Friday, 26, April, 2024

The Presidents of Uzbekistan and Russia, Shavkat Mirziyoyev and Vladimir Putin on Wednesday visited the exhibition - Treasures of Nukus held at the State Museum of Fine Arts named after Pushkin,  the press service of the Kremlin reported.

The exhibition features over 250 paintings and works of graphics, as well as items of archeology, decorative and applied art from the collection of one of the largest museums in Uzbekistan - the State Museum of Arts of the Republic of Karakalpakstan named after Savitsky. The exhibition will last until May 10.

The Karakalpakstan Museum of Arts was opened in 1966 in Nukus on the initiative of the collector of Russian avant-garde paintings in Central Asia, Igor Savitsky.
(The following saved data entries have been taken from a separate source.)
PR #1174, opened 2018-11-06
Refactoring signup action

weerd:
### What does this PR do?

This PR helps establish a new, simpler flow for the signup action process. It helps simplify a few of the actions in the `actions/signup.js` file and makes things a bit easier to follow.

It stubs some code out in the `CampaignSignupsController` and `SignupRepository` for upcoming PR to connect sending signups to Rogue v3 endpoint.

@DFurnes and I also worked together to address using a simpler approach for handling post-authentication signups on a campaign. It now uses a new browser storage package called `localforage` that more robustly stores data in the browser, and combining this with Laravel's sessions to know when a user was redirected back to a campaign after logging in via DS Identity (Northstar) and picking back up the rest of the signup process.

We are aiming to get rid of the `actions/events.js`, `reducers/events.js` and associated `queue` in the redux store which currently is a bit convoluted. We're also going to get rid of the `helpers/storage.js` in favor of the `localforage` package which handles storing data in the browser and provides lots of useful methods.

Refs [Pivotal ID #152003980](https://www.pivotaltracker.com/story/show/152003980)


resources/assets/actions/signup.js
```diff
@@ -111,10 +117,65 @@ export function getCampaignSignups(id = null, query = {}) {
...
-export function storeCampaignSignup() {}
+/**
+ * Dispatch action to store signup for a campaign.
+ *
+ * @param  {String} campaignId
+ * @param  {Object} data
+ * @return {Function}
+ */
+export function storeCampaignSignup(campaignId, data) {
+  // @TODO: if no campaignId or data let's throw an error!
```
DFurnes: Static typpppiiiiiing! 🧟‍♂️

weerd: via flow-types right? We should likely revisit post-Ashes migration 🤔

DFurnes: Yeah, Flow or Typescript would be the two front-runners here.

resources/assets/actions/signup.js
```diff
@@ -111,10 +117,65 @@ export function getCampaignSignups(id = null, query = {}) {
...
+  };
+
+  return dispatch => {
+    dispatch(
+      apiRequest('POST', {
+        body: { ...data },
+        failure: 'failure_message',
+        meta: {
+          analytics,
+          sixpackExperiments: { conversion: 'signup' },
```
mendelB: Would this be causing a second conversion on the `'signup'` in addition to the dispatched `convertOnSignup` action in the `clickedSignupAction`?
https://github.com/DoSomething/phoenix-next/pull/1174/files#diff-9e724eddc3f7ebfa3cb156868580310aR170

resources/assets/actions/signup.js
```diff
@@ -7,6 +7,7 @@ import { Phoenix } from '@dosomething/gateway';
 import apiRequest from './api';
 import { isCampaignClosed } from '../helpers';
 import { getUserId, isAuthenticated } from '../selectors/user';
+import { getCampaignAffiliateMessagingOptOutFlag } from '../selectors/campaign';
```
mendelB: 🥇

app/Http/Controllers/AuthController.php
```diff
@@ -46,10 +46,14 @@ public function getLogin(ServerRequestInterface $request, ResponseInterface $res
         if (! array_has($request->getQueryParams(), 'code')) {
             $intended = session()->pull('url.intended', url()->previous());
             session(['login.intended' => $intended]);
+
+            // If starting the login process, see if we have a "queued" action.
+            $actionId = array_get($request->getQueryParams(), 'actionId');
+            session()->flash('actionId', $actionId);
```
mendelB: Why do we need to store the `actionId` in the session -- would we ever be redirected back to this action after having already hit it in a previous request?
(I also think I just don't have a good grasp on this Controller action, to begin with, which is why I may be misunderstanding something here.)

resources/assets/actions/signup.js
weerd: Yeah, I was curious about that as well, but I don't think so. Sixpack only converts once for a user, regardless how many times a conversion happens, so I _think_ we're ok!

resources/assets/actions/signup.js
weerd: Naming..., amiright 😉

resources/assets/actions/signup.js
mendelB: Ah sweet!

app/Http/Controllers/AuthController.php
weerd: Oh ya. That is a good point. I believe it's still useful, but may not be 100% necessary. I'll confirm in follow up PR where I wrap up connecting this all with Rogue! But defs good question :)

In 1950, Savitsky moved from Moscow to Nukus, where, until his death in July 1984, he conducted archaeological research and simultaneously collected works of Russian avant-garde, sculpture and folk-applied art.
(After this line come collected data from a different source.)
PR #1308, opened 2019-03-13
Iframe State for Mobile View

mendelB:
### What does this PR do?

This PR adds state for mobile view to the Iframe component -- fetching and displaying an image preview via the Phoenix Embed API.

**Carto Map EMbed Example**:
screencapture-phoenix-test-us-blocks-cApWbYfL9DLEbrgkxvd29-2019-03-13-14_34_18

As [discussed](https://dosomething.slack.com/archives/C2BPA7M8F/p1552499163168500), this is somewhat specific for the Carto map embed. We'll definitely be updating this as we build our more extensively supported Embed functionality.

Refs [Pivotal ID #https://www.pivotaltracker.com/story/show/164541569](https://www.pivotaltracker.com/story/show/164541569)

### Checklist

### DIFF
--- a/resources/assets/components/utilities/Iframe.js
+++ b/resources/assets/components/utilities/Iframe.js
@@ -1,20 +1,69 @@
 import React from 'react';
 import PropTypes from 'prop-types';
 
+import LazyImage from './LazyImage';
+import { getRequest } from '../../helpers/api';
 import ErrorBlock from '../ErrorBlock/ErrorBlock';
+import { getFormattedScreenSize } from '../../helpers';
 
 const permittedHostnames = ['dosomething.carto.com'];
 
-const Iframe = ({ id, url }) => {
-  const hostname = url && new URL(url).hostname;
+class Iframe extends React.Component {
+  constructor(props) {
+    super(props);
 
-  if (!permittedHostnames.includes(hostname)) {
-    console.warn(`Invalid URL ${url} supplied to Iframe component`);
-    return <ErrorBlock />;
+    this.state = {
+      isMobile: getFormattedScreenSize() === 'small',
+      imagePreview: null,
+      hasError: false,
+    };
+
+    const hostname = new URL(this.props.url).hostname;
+    if (!permittedHostnames.includes(hostname)) {
+      console.warn(
+        `Invalid URL ${this.props.url} supplied to Iframe component`,
+      );
+      this.state = {
+        ...this.state,
+        hasError: true,
+      };
+    }
   }
 
-  return <iframe title={`embed ${id}`} src={url} width="100%" height="520" />;
-};
+  componentDidMount() {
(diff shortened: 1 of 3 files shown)


resources/assets/components/utilities/Iframe.js
```diff
@@ -1,20 +1,76 @@
...
-  const hostname = url && new URL(url).hostname;
+class Iframe extends React.Component {
+  constructor(props) {
+    super(props);
 
-  if (!permittedHostnames.includes(hostname)) {
-    console.warn(`Invalid URL ${url} supplied to Iframe component`);
-    return <ErrorBlock />;
+    this.state = {
+      isMobile: getFormattedScreenSize() === 'small',
```
DFurnes: We probably want to use something like [`react-media`](https://github.com/ReactTraining/react-media) instead of manually grabbing this and placing in state, since this won't re-render if a user resizes their browser (admittedly, probably an edge case).

mendelB: @DFurnes Ah ok, my bad, I'd figured we'd just ignore that edge case, but I'll add this in! 

In terms of usage with the `react-media` component, would you recommend always loading the image via the API and then rendering it conditionally for mobile, or should we only make that call  to begin with *if* we're on or change to mobile? (I'd assume the former since the latter might require some extra logic to ensure we only make that call once etc.?)

DFurnes: No worries! It's definitely an edge-case, and not a bad assumption to make! I'm good to ship this as-is and make a ticket to revisit later, depending on what else is still needed for launch.

If we do decide to dig into this & it doesn't get too hairy, I think we'd want to only kick off that API request if we're rendering the mobile UI – say, via a `IframePreview` component that handles its own data fetching when it mounts.

mendelB: Ok smart!
@ngjo how strapped for time are we? Do you feel like we're good to tackle this one now, or should we table this for a post-launch? (I don't estimate this refactor being more than a 2-3)

ngjo: hi @mendelB i added this to the post-launch list and im reviewing the current list right now to see what's left -- if it works for you, i'd recommend just closing this part of the work out to "finish" the map stuff.

mendelB:
Ahhh @DFurnes sorry, I had the refactor just about wrapped up, so @ngjo [gave the 👍](https://dosomething.slack.com/archives/C3ASB4204/p1552571864264500 )to push

resources/assets/components/utilities/Iframe.js
mendelB: Updated with a refactoring to utilize the `react-media` package and an `IframePreview` component to render the small vs big view responsively.

DFurnes:
Oh heck yeah, even better!! This looks great @mendelB! 🐎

According to experts, the Savitsky Museum’s collection is the second in the world of Russian avant-garde works after the Russian Museum in St. Petersburg. For 30 years Savitsky had collected and saved more than 44 thousand paintings and works of graphics, among which the works of such outstanding avant-gardists as Robert Falk, Lyubov Popova, Ivan Kudryashov, Kliment Redko, Alexander Volkov, Aleksandr Nikolaev and others.